PR #47, opened 2018-10-10
telemeter refactorings

s-urbaniak:


s-urbaniak:
@squat PTAL, we can also iterate offline as this PR is huge

pkg/http/roundtripper.go
```diff
@@ -0,0 +1,81 @@
...
+}
+
+func (rt *debugRoundTripper) RoundTrip(req *http.Request) (res *http.Response, err error) {
+	reqd, _ := httputil.DumpRequest(req, false)
+	reqBody := bodyToString(&req.Body)
+
+	res, err = rt.next.RoundTrip(req)
+	if err != nil {
+		log.Println(err)
+		return
```
squat: If a real error is received from the underlying roundtripper, then we should not ignore the it; we should log it and then return it so it is surfaced.

pkg/http/roundtripper.go
```diff
@@ -0,0 +1,81 @@
...
+
+type debugRoundTripper struct {
+	next http.RoundTripper
+}
+
+func NewDebugRoundTripper(next http.RoundTripper) *debugRoundTripper {
+	return &debugRoundTripper{next}
+}
+
+func (rt *debugRoundTripper) RoundTrip(req *http.Request) (res *http.Response, err error) {
```
squat: nit: using named returns is a little out of place in this code base. we should follow up with a cleanup to be consistent

pkg/authorize/roundtripper.go
```diff
@@ -0,0 +1,49 @@
...
+	"net/http"
+	"net/url"
+)
+
+type ServerRotatingRoundTripper struct {
+	endpoint     *url.URL
+	initialToken string
+	tokenStore   tokenStore
+
+	wrapper http.RoundTripper
```
squat: wrapper communicates the opposite relationship between the ServerRotatingRoundTripper and the underlying RoundTripper. Something like `inner` would be more appropriate. In any case, we should decide on something and use it consistently also with the DebugRoundTripper

cmd/telemeter-client/main.go
```diff
@@ -292,9 +312,9 @@ func (o *Options) Run() error {
 
 	if len(o.Listen) > 0 {
 		handlers := http.NewServeMux()
-		telemeterhttp.AddDebug(handlers)
-		telemeterhttp.AddHealth(handlers)
-		telemeterhttp.AddMetrics(handlers)
+		telemeterhttp.DebugRoutes(handlers)
```
squat: as we discussed, we need to follow up and do some cleanup here

cmd/telemeter-server/main.go
```diff
@@ -211,13 +191,21 @@ func (o *Options) Run() error {
 		}
 		authorizeURL = u
 
+		var transport http.RoundTripper
+
+		transport = &http.Transport{
+			Dial:                (&net.Dialer{Timeout: 10 * time.Second}).Dial,
```
squat: The `Dial` field has been deprecated since a few Golang releases ago in favor of `DialContext` [0]. We should clean this up in a follow up as well.

[0] https://golang.org/pkg/net/http/#Transport

cmd/telemeter-server/main.go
════
WHAT YOU ARE ASKED TO DO — After the last line, print all the entries once again, unchanged.

WRITTEN REPLY —
PR #47, opened 2018-10-10
telemeter refactorings

s-urbaniak:


s-urbaniak:
@squat PTAL, we can also iterate offline as this PR is huge

pkg/http/roundtripper.go
```diff
@@ -0,0 +1,81 @@
...
+}
+
+func (rt *debugRoundTripper) RoundTrip(req *http.Request) (res *http.Response, err error) {
+	reqd, _ := httputil.DumpRequest(req, false)
+	reqBody := bodyToString(&req.Body)
+
+	res, err = rt.next.RoundTrip(req)
+	if err != nil {
+		log.Println(err)
+		return
```
squat: If a real error is received from the underlying roundtripper, then we should not ignore the it; we should log it and then return it so it is surfaced.

pkg/http/roundtripper.go
```diff
@@ -0,0 +1,81 @@
...
+
+type debugRoundTripper struct {
+	next http.RoundTripper
+}
+
+func NewDebugRoundTripper(next http.RoundTripper) *debugRoundTripper {
+	return &debugRoundTripper{next}
+}
+
+func (rt *debugRoundTripper) RoundTrip(req *http.Request) (res *http.Response, err error) {
```
squat: nit: using named returns is a little out of place in this code base. we should follow up with a cleanup to be consistent

pkg/authorize/roundtripper.go
```diff
@@ -0,0 +1,49 @@
...
+	"net/http"
+	"net/url"
+)
+
+type ServerRotatingRoundTripper struct {
+	endpoint     *url.URL
+	initialToken string
+	tokenStore   tokenStore
+
+	wrapper http.RoundTripper
```
squat: wrapper communicates the opposite relationship between the ServerRotatingRoundTripper and the underlying RoundTripper. Something like `inner` would be more appropriate. In any case, we should decide on something and use it consistently also with the DebugRoundTripper

cmd/telemeter-client/main.go
```diff
@@ -292,9 +312,9 @@ func (o *Options) Run() error {
 
 	if len(o.Listen) > 0 {
 		handlers := http.NewServeMux()
-		telemeterhttp.AddDebug(handlers)
-		telemeterhttp.AddHealth(handlers)
-		telemeterhttp.AddMetrics(handlers)
+		telemeterhttp.DebugRoutes(handlers)
```
squat: as we discussed, we need to follow up and do some cleanup here

cmd/telemeter-server/main.go
```diff
@@ -211,13 +191,21 @@ func (o *Options) Run() error {
 		}
 		authorizeURL = u
 
+		var transport http.RoundTripper
+
+		transport = &http.Transport{
+			Dial:                (&net.Dialer{Timeout: 10 * time.Second}).Dial,
```
squat: The `Dial` field has been deprecated since a few Golang releases ago in favor of `DialContext` [0]. We should clean this up in a follow up as well.

[0] https://golang.org/pkg/net/http/#Transport

cmd/telemeter-server/main.go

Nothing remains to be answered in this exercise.